--- Assignment ---
Please print every record that follows, keeping each one exactly as it is.

--- Extracted data ---
PR #826, opened 2023-12-28
Add eos_text and bos_text defaults for convert_text_to_mds.py

irenedea:


scripts/data_prep/convert_text_to_mds.py
```diff
@@ -226,7 +221,9 @@ def download_and_convert(
         downloading_iter = DownloadingIterable(object_names=file_names,
                                                output_folder=tmp_dir,
                                                object_store=object_store)
-        tokenizer = AutoTokenizer.from_pretrained(tokenizer_name)
+        tokenizer = AutoTokenizer.from_pretrained(tokenizer_name,
+                                                  add_bos_token=False,
+                                                  add_eos_token=False)
         tokenizer.model_max_length = 5000000000  # Hack to prevent warnings from HuggingFace
```
irenedea, line 227: Added this because if a user specifies a particular `bos_text` or `eos_text` the tokenizer should not automatically also add bos or eos token

scripts/data_prep/convert_text_to_mds.py
```diff
@@ -343,14 +340,32 @@ def convert_text_to_mds(
...
-        bos_text (str): Text to prepend to each example to separate concatenated samples
         no_wrap: (bool): Whether to let text examples wrap across multiple training examples
         compression (str): The compression algorithm to use for MDS writing
         processes (int): The number of processes to use.
         args_str (str): String representation of the arguments
         reprocess (bool): Whether to always reprocess the given folder of text files
+        bos_text (Optional[str]): Text to prepend to each example to separate concatenated samples
+            If None, use the tokenizer's bos_token if tokenizer.add_bos_token is True, otherwise use an empty string.
+        eos_text (Optional[str]): Text end to append to each example to separate concatenated samples
+            If None, use the tokenizer's eos_token.
```
irenedea, line 351: don't love that these defaults aren't mirrors of each other, but this allows the defaults to match the finetuning cases we discussed.

dakinggg (commented):
I think this is trying to put the finetuning configuration in the wrong place. I think the default for this script should be to just do whatever the tokenizer does by default. That is what I would expect as a user. I think its reasonable to error if the tokenizer adds a bos (eos) and the user also specified bos (eos). That error would occur in `ConcatTokensDataset` constructor (currently its a warning).

irenedea:
@dakinggg Hm, so with what you propose, a user could not specify an alternative bos if the tokenizer already adds one by default? OK with that being the case, i don't really have a strong opinion on that.

dakinggg:
@irenedea if we added a `tokenizer_kwargs` then they could, by turning off the auto bos adding.

And today, they _can_ add a custom bos, but it will be _in addition to_ the one the tokenizer adds by default. Which I don't think is ever what is desired.

irenedea:
closing in favor of https://github.com/mosaicml/llm-foundry/pull/843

--- Completed exercise ---
PR #826, opened 2023-12-28
Add eos_text and bos_text defaults for convert_text_to_mds.py

irenedea:


scripts/data_prep/convert_text_to_mds.py
```diff
@@ -226,7 +221,9 @@ def download_and_convert(
         downloading_iter = DownloadingIterable(object_names=file_names,
                                                output_folder=tmp_dir,
                                                object_store=object_store)
-        tokenizer = AutoTokenizer.from_pretrained(tokenizer_name)
+        tokenizer = AutoTokenizer.from_pretrained(tokenizer_name,
+                                                  add_bos_token=False,
+                                                  add_eos_token=False)
         tokenizer.model_max_length = 5000000000  # Hack to prevent warnings from HuggingFace
```
irenedea, line 227: Added this because if a user specifies a particular `bos_text` or `eos_text` the tokenizer should not automatically also add bos or eos token

scripts/data_prep/convert_text_to_mds.py
```diff
@@ -343,14 +340,32 @@ def convert_text_to_mds(
...
-        bos_text (str): Text to prepend to each example to separate concatenated samples
         no_wrap: (bool): Whether to let text examples wrap across multiple training examples
         compression (str): The compression algorithm to use for MDS writing
         processes (int): The number of processes to use.
         args_str (str): String representation of the arguments
         reprocess (bool): Whether to always reprocess the given folder of text files
+        bos_text (Optional[str]): Text to prepend to each example to separate concatenated samples
+            If None, use the tokenizer's bos_token if tokenizer.add_bos_token is True, otherwise use an empty string.
+        eos_text (Optional[str]): Text end to append to each example to separate concatenated samples
+            If None, use the tokenizer's eos_token.
```
irenedea, line 351: don't love that these defaults aren't mirrors of each other, but this allows the defaults to match the finetuning cases we discussed.

dakinggg (commented):
I think this is trying to put the finetuning configuration in the wrong place. I think the default for this script should be to just do whatever the tokenizer does by default. That is what I would expect as a user. I think its reasonable to error if the tokenizer adds a bos (eos) and the user also specified bos (eos). That error would occur in `ConcatTokensDataset` constructor (currently its a warning).

irenedea:
@dakinggg Hm, so with what you propose, a user could not specify an alternative bos if the tokenizer already adds one by default? OK with that being the case, i don't really have a strong opinion on that.

dakinggg:
@irenedea if we added a `tokenizer_kwargs` then they could, by turning off the auto bos adding.

And today, they _can_ add a custom bos, but it will be _in addition to_ the one the tokenizer adds by default. Which I don't think is ever what is desired.

irenedea:
closing in favor of https://github.com/mosaicml/llm-foundry/pull/843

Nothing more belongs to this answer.